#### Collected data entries
PR #4231, opened 2026-09-05
[Doc] Document LossModule and collector weight sharing

### LINKED ISSUE #3032: [Feature Request] Documentation about weight update propagation

YeonwooSung:
## Description

Document how `LossModule` and collectors share policy weights, and when `collector.update_policy_weights_()` is actually required.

#### TASK INSTRUCTIONS
With the line containing "[Doc] Document LossModule" as the first and the final line of the records as the last, copy that span exactly and nothing more.

#### YOUR SOLUTION
[Doc] Document LossModule and collector weight sharing

### LINKED ISSUE #3032: [Feature Request] Documentation about weight update propagation

YeonwooSung:
## Description

Document how `LossModule` and collectors share policy weights, and when `collector.update_policy_weights_()` is actually required.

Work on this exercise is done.